Image credit: The Aspirant Forum

By Ratish Srivastava (@socilia13)

The involvement of states in India’s foreign policy making could be vital in launching India onto the next phase of development. The centre holds executive power in all matters related to foreign policy as stipulated in Article 246a, 7th schedule. Indian states already have many responsibilities like improving infrastructure for public health services, agriculture, transportation, etc. However, there is a heightened need to improve their economic performance and generate enough revenue so as to not depend on the centre for funding and help improve foreign relations with other nation-states.

States can and have proven themselves to be important players in improving India’s ties with other countries and at the same time improve their economic performance. States like Gujarat and Maharashtra have shown great promise with exports, contributing as much as 46% of India’s exports. Combining the exports of Tamil Nadu, Andhra Pradesh and Karnataka with the exports of Gujrat and Maharashtra increases the figure to about 70% of the total exports of India.

These states have accessed global economic opportunities, and have witnessed tremendous growth. These states have struck deals with major players in the international market, like Maharashtra’s deal with Enron in 1996, although the deal ended with the Enron scandal, which rendered the Texas-based company bankrupt. It is still worth noting the role a state can play in striking deals with international companies. Another example would be Andhra Pradesh’s ability to negotiate a state-level World Bank development loan in 2002 under the leadership of Chandrababu Naidu, proving that states can meet their development goals without help from the central government.

States in India who lag behind in these areas need to come up with a stronger structure for engaging in exports. A major concern for states with no ports, or states who depend on other states for container facilities and ports is that their export figures are being undervalued. This is because the point of origin code is filled by clearing agents rather than the exporters themselves, as the agents see no significant importance of the point of origin.

States need to understand the importance of having a state export policy, like Gujarat, which has a five-year export policy. This policy will not only address the supply side of the problems but will also address the need for adequate infrastructure and appropriate labour laws to make the state a more attractive destination for trade.

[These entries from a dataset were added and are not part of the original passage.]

Issue #11373, opened 2023-11-16
[5] Client crash in OCC::Folder::slotWatchedPathsChanged at `src/folder.cpp:687` (during gui test)


saw-jan:
### Pre-submission Checks

- [X] I [checked for similar issues](https://github.com/owncloud/client/issues?q=), but could not find any. I also checked the closed issues. I could not contribute additional information to any existing issue.
- [X] I will take the time to fill in all the required fields. I know that the bug report may be dismissed otherwise due to lack of information.

### Describe the bug

CI build: https://drone.owncloud.com/owncloud/client/17039

```c
Core was generated by `/drone/src/build/bin/owncloud -s --logfile - --logdebug --logflush'.
Program terminated with signal SIGABRT, Aborted.
#0  0x00007f27fed56844 in __pthread_kill_implementation () from /lib64/libc.so.6
[Current thread is 1 (Thread 0x7f27fb673f00 (LWP 1950))]
#0  0x00007f27fed56844 in __pthread_kill_implementation () at /lib64/libc.so.6
#1  0x00007f27fed05abe in raise () at /lib64/libc.so.6
#2  0x00007f27fecee90f in abort () at /lib64/libc.so.6
#3  0x00007f27ff2d20eb in qgetenv(char const*) [clone .cold] () at /lib64/libQt6Core.so.6
#4  0x00007f27ff2d2b7f in  () at /lib64/libQt6Core.so.6
#5  0x00007f27ff2d2083 in qt_assert_x(char const*, char const*, char const*, int) () at /lib64/libQt6Core.so.6
#6  0x00000000004e6391 in OCC::Folder::slotWatchedPathsChanged(QSet<QString> const&, OCC::Folder::ChangeReason)::$_0::operator()() const::{lambda(OCC::CheckSums::Algorithm, QByteArray const&)#1}::operator()(OCC::CheckSums::Algorithm, QByteArray const&) const (this=0x250ee10, checksum=...) at /drone/src/src/gui/folder.cpp:687
```

### Screenshots

![Screenshot from 2023-11-16 10-46-22](https://github.com/owncloud/client/assets/52366632/04269534-fb44-40b4-9a68-da07247405d3)

### Logs

[stacktrace.log](https://github.com/owncloud/client/files/13372469/stacktrace.2.log)
[client.log](https://github.com/owncloud/client/files/13372482/serverlog.2.log)

### Client version number

ownCloud 6.0.0-git afd26a

### Server information

10.13.2 - channel: stable

[...]

PR #11485, opened 2024-01-18
Fix: #11373

TheOneRing:
Remove assert that proofed that we the assumptions were correct. Under certain conditions, however, the file can be modified again before we computed the checksum causing a false positive.


fmoc:
I'm not sure I understand the description correct. Do you mean there were false-negative evaluation of this assert due to changes in the background? Maybe we should just log these cases but not remove the test entirely?

TheOneRing:
The code was only active in dev setups. So what's the point of keeping it?

TheOneRing:
Se my explanation in the issue.

fmoc:
I see.

fmoc (approved):

PR #11491, opened 2024-01-19
Rewrite Folder Status in qml

TheOneRing:
image
image


src/gui/folderstatusmodel.cpp
```diff
@@ -269,131 +238,112 @@ QVariant FolderStatusModel::data(const QModelIndex &index, int role) const
...
+    }
+    case Columns::DisplayName: {
+        if (auto *space = getSpace()) {
+            return space->displayName();
+        }
+        return f->displayName();
+    }
+    case Columns::FolderImageUrl:
+        if (f->accountState()->supportsSpaces()) {
+            // TODO: the url hast random parts to enforce a reload
```
TheOneRing, line 288: Using the random number is a hack.
In theory, we could directly use a http url.
However, we would need to provide a new networkaccess manager as the qml context runs in a different thread.
Our current nam, used for authentication and logging, is currently not designed in a way that really supports multiple instances.
https://github.com/owncloud/client/blob/1eeef49749f78eb3ec4621e4869166b720b12c29/src/libsync/creds/httpcredentials.cpp#L134-L134

erikjv (approved):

Chief Ministers of state should travel abroad to negotiate with industrial houses (Maharashtra-Enron), international organisations (Andhra Pradesh-World Bank) and commercial wings of foreign governments with the aim of achieving investment deals for their own states and to be part of intergovernmental negotiations within the World Trade Organisation (WTO). To improve the infrastructure the state needs more FDI inflows and they need to increase taxes to generate the revenue necessary for making such changes.

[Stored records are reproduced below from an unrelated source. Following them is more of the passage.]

PR #144, opened 2026-04-21
Disable backup functionality for non-incremental update mode

jamesqo:
see https://cbioportal.slack.com/archives/C09GX3CMKFU/p1776788511579739

### DIFF
--- a/src/main/java/org/mskcc/cbio/portal/dao/BackupUtil.java
+++ b/src/main/java/org/mskcc/cbio/portal/dao/BackupUtil.java
@@ -15,7 +15,22 @@ public class BackupUtil {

Apart from the economic benefits a state could reap, there is motivation for states to be involved in neighbourhood policies. Matters such as illegal trade and immigration (border security) and improving relations with the Indian diaspora in the neighbouring countries with which they have socio-cultural ties also contribute to a state’s involvement in foreign policy. Improving trans-border regional links and trans-border neighbourly contacts through the involvement of states can have positive effects on India’s foreign policy.

State interference can also have adverse impact on foreign policy, for instance, the fiasco regarding the Teesta water treaty with Bangladesh in 2011 and pressure from DMK on the central government to vote against Sri Lanka in the United Nations Human Rights Council. in 2013.

On the other hand, the role that a state can play in improving relations with India’s neighbours is huge. Border states, with historical, cultural, linguistic, religious, and ethnic links can help provide a platform for the central government to build stronger ties and improve border security. They can help improve socio-cultural ties as well, case in point, the Chief Minister of Bihar Nitish Kumar and the Deputy Chief Minister of Punjab Sukhbir Singh travelling to Pakistan in 2012 to leverage socio-cultural ties.

India can also improve border security if it allows the states who have borders with other countries to be involved in the process. It can help the centre make policies accordingly as states understand the ground realities better at the border which will help strangle illegal drug trade and immigration.

The benefits for state involvement in foreign policy has been underplayed, with much of the focus being put on the negative impact it can have. However, the positive impact could outweigh the negative as it allows states to have the power to improve its situation.

Ratish Srivastava (@socilia13) is a research intern at Takshashila Institution.

This post is the part of a series of blogposts on ‘States in Foreign Policy’.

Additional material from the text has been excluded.